Quoi qu’il en soit, le décor portant l’armoirie des D’Allemagne suit de quelques années seulement une première restauration de la bande faitière ayant intéressé aussi les parties hautes des scènes les plus proches (Angheben 2013). Appartiennent à cette première campagne trois décors différents, placés entre la sixième et la neuvième travée, dans lesquels sont « encastrés » des écussons armoriés (Mouilinier 2005-2008, p. 36), dont la succession et l’orientation, avec le chef tourné vers l’autel majeur et la pointe vers l’entrée de l’église, semblent renforcer la « dynamique axiale » du décor et accompagner le regard vers le chevet. La portion de la bande courant dans la sixième travée est ornée de feuilles d’acanthe enroulées autour d’une tige de couleur jaune et présente en son centre une armoirie de gueules à la quintefeuille d’argent (armoirie 2). La même armoirie était reproduite sur une petite console encastrée dans la partie interne du mur pignon, à coté de la peinture à la Vierge à l’Enfant.
Le décor feuillagé qui couvre la portion de bande de la septième et de la huitième travée débute et termine avec une armoirie d’argent à trois fleurs de lys de sable (ou de gueules ?) (armoirie 3), qui se répète deux fois. Enfin, le décor au pochoir de la huitième et neuvième travées est interrompu, dans son milieu, par un écusson fascé d’argent et de sable (ou de gueules ?) (armoirie 4), que l’on retrouve également sur une console encastrée dans le mur pignon.
Les propriétaires de ces trois éléments héraldiques n’ont pas pu être identifiés pour le moment, aussi à cause de leur état de conservation et de la possible perte ou altération des couleurs. La proposition de les identifier comme les armes des rois de France (armoirie 2) et de la famille D’Allemagne (armoirie 3) (Christe et alii 1999, p. 160-161) ne peut par conséquent pas être retenue.

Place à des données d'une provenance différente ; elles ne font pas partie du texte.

PR #6390, opened 2026-08-11
fix(audit): dedup bulk audit events by only iterating BulkShardRequest

Taiwo435:
### Description

**Category:** Bug fix

A bulk request runs through `ActionFilters` twice, both times on the
coordinating node: first as a `BulkRequest`, then as a `BulkShardRequest` when
`TransportBulkAction` fans out to `shardBulkAction.execute()` (before
`TransportReplicationAction` reroutes to the primary shard). The reroute to the
(possibly remote) data node goes through the transport request handler, which
does not re-run `ActionFilters`, so the data node never re-audits.
`AuditActionFilter` previously iterated sub-items for **both** passes, emitting
duplicate per-item `REQUEST_AUDIT` events for every bulk sub-operation.

**Why these changes are required:**
Duplicate audit events inflate the audit log, distort audit-based metrics and
alerting, and make it appear that each bulk sub-operation happened twice. Audit
records must reflect each operation exactly once.

**Old behavior (before):**
The bulk-handling block matched both `BulkShardRequest` and `BulkRequest`. Both
passes iterated the sub-items, so every bulk sub-operation produced two per-item
`REQUEST_AUDIT` events — one from the `BulkRequest` pass and one from the
`BulkShardRequest` pass, both on the coordinating node.

**New behavior (after):**
Only `BulkShardRequest` (shard-level) iterates sub-items, so each sub-operation
is audited exactly once and carries its shard ID. A `BulkRequest` targeting
normal indices falls through to the standard path, producing one summary
`REQUEST_AUDIT` event listing the distinct target indices (the audit index is
filtered out of that list, so it never leaks into the summary event).

Because a single-doc write to the audit index arrives as a `BulkRequest` (via
`TransportSingleItemBulkWriteAction`) — and `BulkRequest` does not implement
`IndicesRequest` — the top-level self-loop guard was extended to inspect a
`BulkRequest`'s sub-item indices. It suppresses the request (zero events) only
when **every** sub-item targets the audit index (all-match semantics), so a
pure audit-index bulk write is dropped before reaching either the bulk or
summary path. A mixed `BulkRequest` (normal + audit-index items) is not
suppressed; it falls through to the summary path, where the audit index is
excluded from the summary's indices. The existing `BulkShardRequest` top-level
and per-item audit-index self-loop guards are preserved.

### Testing

Unit testing (`AuditActionFilterTest`) — added bulk-path tests, full suite green
(32 tests, 0 failures). Also ran `spotlessApply`, `compileJava`,
`compileTestJava`, and `integrationTest` — all clean. Tests cover:

- Per-item logging — `BulkShardRequest` emits one event per sub-item.
- Shard ID presence — per-item events carry the shard ID.
- `resolve_bulk_requests` disabled — `BulkShardRequest` falls through to the standard single-event path.
- Audit-index self-loop skipping:
  - `BulkShardRequest` top-level guard (shard belongs to the audit index → zero events).
  - `BulkShardRequest` per-item guard (mixed items skip only the audit-index item).
  - `BulkRequest` guard (all-match — a bulk write where every sub-item targets the audit index is suppressed → zero events).
- Empty items — no events, chain still proceeds.
- `BulkRequest` summary — normal-index `BulkRequest` produces one summary event listing distinct target indices, with no per-item iteration.
- `BulkRequest` mixed summary — a mixed `BulkRequest` (normal + audit-index items) produces one summary event whose indices exclude the audit index.
- Integration: `StandaloneAuditDisabledModeTest.shouldNotProduceEventsForAuditIndexWrites` passes (the regression this fix addresses).

### Check List

By submitting this pull request, I confirm that my contribution is made under
the terms of the Apache 2.0 license. For more information on following Developer
Certificate of Origin and signing off your commits, please check
[here](https://github.com/opensearch-project/security/blob/main/CONTRIBUTING.md#developer-certificate-of-origin).

### DIFF
--- a/src/main/java/org/opensearch/security/filter/AuditActionFilter.java
+++ b/src/main/java/org/opensearch/security/filter/AuditActionFilter.java
@@ -129,26 +129,31 @@ public class AuditActionFilter implements ActionFilter {
         }
 
         // Skip requests targeting the audit index (prevent self-referential loop).
-        // BulkRequest does not implement IndicesRequest, so its target indices are
-        // gathered from its sub-items; a single-doc write to the audit index arrives
-        // here as a BulkRequest (via TransportSingleItemBulkWriteAction) and must be
-        // guarded too, otherwise the standard summary path below would leak an event.
-        String[] targetIndices = null;
+        // IndicesRequest guard: any-match (e.g., BulkShardRequest whose shard belongs
+        // to the audit index is suppressed entirely — matches FGAC's behavior where
+        // internal/system writes are never audited).
+        // BulkRequest guard: all-match — only suppress when EVERY sub-item targets the
+        // audit index. A single-doc write to the audit index arrives here as a
+        // BulkRequest (via TransportSingleItemBulkWriteAction) with one item, so
+        // all-match catches it. Mixed BulkRequests (normal + audit-index items) still
+        // produce a summary event; the per-item guard in logBulkItem() and the
+        // IndicesRequest guard on the BulkShardRequest handle individual audit-index
+        // items at the shard level.
         if (request instanceof IndicesRequest) {
-            targetIndices = ((IndicesRequest) request).indices();
-        } else if (request instanceof BulkRequest) {
-            targetIndices = ((BulkRequest) request).requests()
-                .stream()
-                .map(DocWriteRequest::index)
-                .filter(idx -> idx != null)
-                .toArray(String[]::new);
-        }
-        if (targetIndices != null) {
-            for (String idx : targetIndices) {
-                if (isAuditIndex(idx)) {
-                    chain.proceed(task, action, request, listener);
-                    return;
+            String[] indices = ((IndicesRequest) request).indices();
+            if (indices != null) {
+                for (String idx : indices) {
+                    if (isAuditIndex(idx)) {
+                        chain.proceed(task, action, request, listener);
+                        return;
+                    }
                 }
+            }
+        } else if (request instanceof BulkRequest) {
+            List<? extends DocWriteRequest<?>> bulkItems = ((BulkRequest) request).requests();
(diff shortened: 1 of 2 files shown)


DarshitChanpura:
Two things:

**1. PR description / inline comment — mechanism is inaccurate.** The description and the comment at `AuditActionFilter.java:185-187` say the two passes happen "first as a `BulkRequest` at the coordinating node, then as a `BulkShardRequest` at the data node." Both passes actually run on the **coordinating node**: the `BulkShardRequest` pass fires when `TransportBulkAction` fans out to `shardBulkAction.execute()` (`TransportBulkAction.java:762`), *before* `TransportReplicationAction` reroutes to the primary. The reroute to the (possibly remote) data node goes through the transport request handler (`handleOperationRequest`), which does not re-run `ActionFilters`, so the data node never re-audits. The `2N -> N+1` dedup outcome is unchanged — just worth correcting the rationale in the description and comment.

**2. Audit index can leak into the summary event.** A mixed `BulkRequest` (normal + audit-index sub-items) gets past the all-match self-loop guard at `AuditActionFilter.java:152-158` and falls through to the summary path. There, `distinctIndices` (`AuditActionFilter.java:244-253`) filters only `null`, so the audit index name ends up in the summary event's `INDICES` field:

```java
String[] distinctIndices = bulkRequest.requests()
    .stream()
    .map(r -> r.index())
    .filter(idx -> idx != null)   // no isAuditIndex() exclusion
    .distinct()
    .toArray(String[]::new);
```

Adding `&& !isAuditIndex(idx)` to the filter would keep the audit index out of the summary event. (This block is pre-existing; the new all-match guard + fall-through path just widens when it is reached.)

DarshitChanpura (approved):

La présence d’éléments ornementaux différents et la variation des armoiries laisse penser que la décoration peinte, vraisemblablement réalisée au cours d’une même campagne, fut financée par trois personnages distincts (ou même plus si l’on tient compte de la partie peinte aujourd’hui perdue) qui, en raison de leurs mérites, obtinrent le droit d’exposer leur enseigne familiale.
La forme quasiment carrée des ces derniers écussons demeure pourtant plutôt insolite pour la période. Si, dans la région, des écus de ce type sont plus fréquemment représentés à partir de la fin du XVIe siècle (Eygun 1939, pl. VIII, num. 222 ; pl. XXVI, num. 787 ; pl. XXXV, num. 995), leur apparition pourrait dater déjà du milieu du XVe siècle (ibid., pl. XXVIII, num. 838 ; pl. XXXIII, num. 953). L’hypothèse d’une double restauration de la peinture sous l’abbatiat de Jean d’Allemagne, à savoir au troisième quart du XVe siècle, ne serait donc pas invraisemblable. Il est possible qu’elle fut commencée sous l’impulsion de familles locales et assez rapidement reprise et achevée par l’abbé Jean qui y aurait apposé alors ses armes. Une telle reconstruction des évènements conduit à retenir que la double intervention est indépendante des travaux, de réparation profonde plus que de simple entretien (« reparare imo nec manutenere »), que l’abbé Jean de Saint-Sebastien aurait fait réaliser parce que le monastère versait dans un état de ruine (« edificia … quae non modicam undique minantur ruinam ») (Denifle 1897, p. 169, doc. 418).